Todo comenzó en la mañana, cuando unos compañeros y yo
llegamos para preparar un acantonamiento. Iba todo muy
normal, como de costumbre, pero al quedarte podías sentir esa
sensación de acecho.
A mí me habían mandado a buscar un cuaderno en el segundo
piso. Llegando al lugar me dieron la bienvenida con un grito de
"¡dulce sueños!" Se me heló la sangre y salí corriendo hacia donde
estaba mi grupo. No les dije nada ya que no quería asustarlos.

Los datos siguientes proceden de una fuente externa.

Issue #2228, opened 2022-01-20
File links with spaces


aglucky:
## Please select the area your bug applies to. (Multiple selections are Possible. You can leave blank if you're not sure.)

- [ ] Workspace.  VSCode workspace, vaults, Intellisense/autocomplete, Dendron settings
- [ ] Lookup.  Dendron's Lookup Command
- [ ] Views.  Dendron Preview, Tree View, Side Panels in the UI
- [ ] Schema.  Dendron Schemas
- [ ] Pod.  Data import from / export to Dendron
- [ ] Publish.  External Site Publish
- [ x] Markdown.  Markdown features, such as syntax support and features

## Describe the bug

File links will not work if there is a space or %20 in the name

## To Reproduce

1. Add a file with spaces in the name to assets
2. Link the file to a note and view the markdown preview
3. Click link

## Expected behavior

Linked file should appear.

## Desktop (please complete the following information)

- OS: [e.g.  windows]
- Browser: [e.g. chrome, safari]
- Version: [e.g. 22]

## Dendron Log file

Please attach the output of `> Dev:Dendron: Open Logs` here

hikchoi:
Thank you for the report.

We will be investigating this and pushing a fix as soon as possible.

hikchoi:
This has been resolved with v80.

Feel free to let us know in this issue if you still have outstanding concerns. Otherwise this issue will be automatically closed in 3 days.

cwtowns:
This is not fixed in v88 or v89.  I have an image in `assets/images/foo bar.png`.  If I use the text `![foo](assets/images/foo bar.png)` the text is rendered literally.  If I use the text `![foo](assets/images/foo%20bar.png)` it renders a broken image icon.

bewillcott:
This is still a problem in v0.119.0.
I am trying to use a link to a pdf file that has spaces in the name:
e.g.: "My local file.pdf"

\[My local file](file:///home/myname/test/My local file.pdf)

If, however, I rename the file to: "My_local_file.pdf"

\[My local file](file:///home/myname/test/My_local_file.pdf)

Then it works as expected and opens the file in the system's default application, which is Firefox.
Also, using "assets/..." gives the same results in both cases.

PR #2279, opened 2022-01-26
fix: decode urlencoded spaces in asset path before opening

hikchoi:
# fix: decode urlencoded spaces in asset path before opening

This PR:
- fixes an issue with asset paths not opening correctly with the system's default app when there is a urlencoded space (%20) in the filename.

# Manual testing
- Since this is not straightforward to integ-test, I'm doing the following:

1. open `dendron.ref.assets` in `test-workspace`
2. open preview
3. click on link to asset with space
4. confirm opening in default app

# Pull Request Checklist

## Testing
- [x] If you are adding a new language feature (graphically visible in VS Code/preview/publishing), make sure that it is included in the [test workspace](https://docs.dendron.so/notes/dtMsF12SF2SUhLN10sYe2.html)

### Docs
### Analytics


hikchoi:
confirmed manual testing in 
- [ ] mac
- [ ] windows
- [ ] linux

hikchoi:
related: #2228

hikchoi:
madge reports no additional circ dependencies

jonathanyeung (approved):

kevinslin (changes requested):
can we have a test for this?

hikchoi:
> can we have a test for this?

Do you have any suggestions on how to write an integ test for this?

The behavior itself is triggered from the webview, which the plugin-core does listens to. the end result we want to verify is that a system default app has been used to open an asset file.

I can test if the path that we get at the end would be properly decoded, but if there's anything else that I'm blanking on here let me know.

packages/plugin-core/src/test/suite-integ/ShowPreview.test.ts
```diff
@@ -19,7 +19,71 @@ suite("ShowPreview utility methods", () => {
...
+            done();
+          },
+        });
+      });
+    });
+  });
+
+  // this test block passes because it doesn't wait for the actual test to run.
+  // the actual test does not pass.
+  describe.skip(`handleLink`, () => {
```
hikchoi, line 86: I've skipped this test because this test was pre-emptively passing before the actual code was executed.
Even with proper test resolution, this test code will fail.

hikchoi: I'll try to block some time to fix this, but I don't think this would be within the scope of this PR.

kevinslin (approved):
this looks good. can you rename `ShowPreview.test.ts` to `PreviewLinkHandler.test.ts` to make it more obvious for the next person?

Cayó la noche y empezaron los juegos nocturnos yo me fui con
mis dos mejores amigas a escondernos. Íbamos las tres por esos
extensos pasillos oscuros cuando escuchamos un llanto en la
plata baja. Corrimos pensando que alguien se había caído, pero
al llegar ahí no vimos a nadie. Solo sentimos una brisa helada
que aterrorizaba nuestro ser.
De repente nos enfrentan los chicos del equipo contrario así que
nos dividimos corriendo hacia distintas direcciones. Yo me dirigí
al teatro y me oculté detrás del telón. Detrás mío se oyeron
otros pasos así que supuse que alguien más se quería esconder
ahí.
Se sentía en sus pisadas la desesperación de un escondite y de
la nada un silencio inundó el lugar. Creí que por fin se había
decidido a quedarse quieto. En eso interrumpe mis pensamientos
una melodía odiosa en el piano. Me asomé para decirle que haga
silencio; pero al correr las telas de mi rostro me encontré con el
escenario vacío y un piano loco.
O tal vez yo era la loca...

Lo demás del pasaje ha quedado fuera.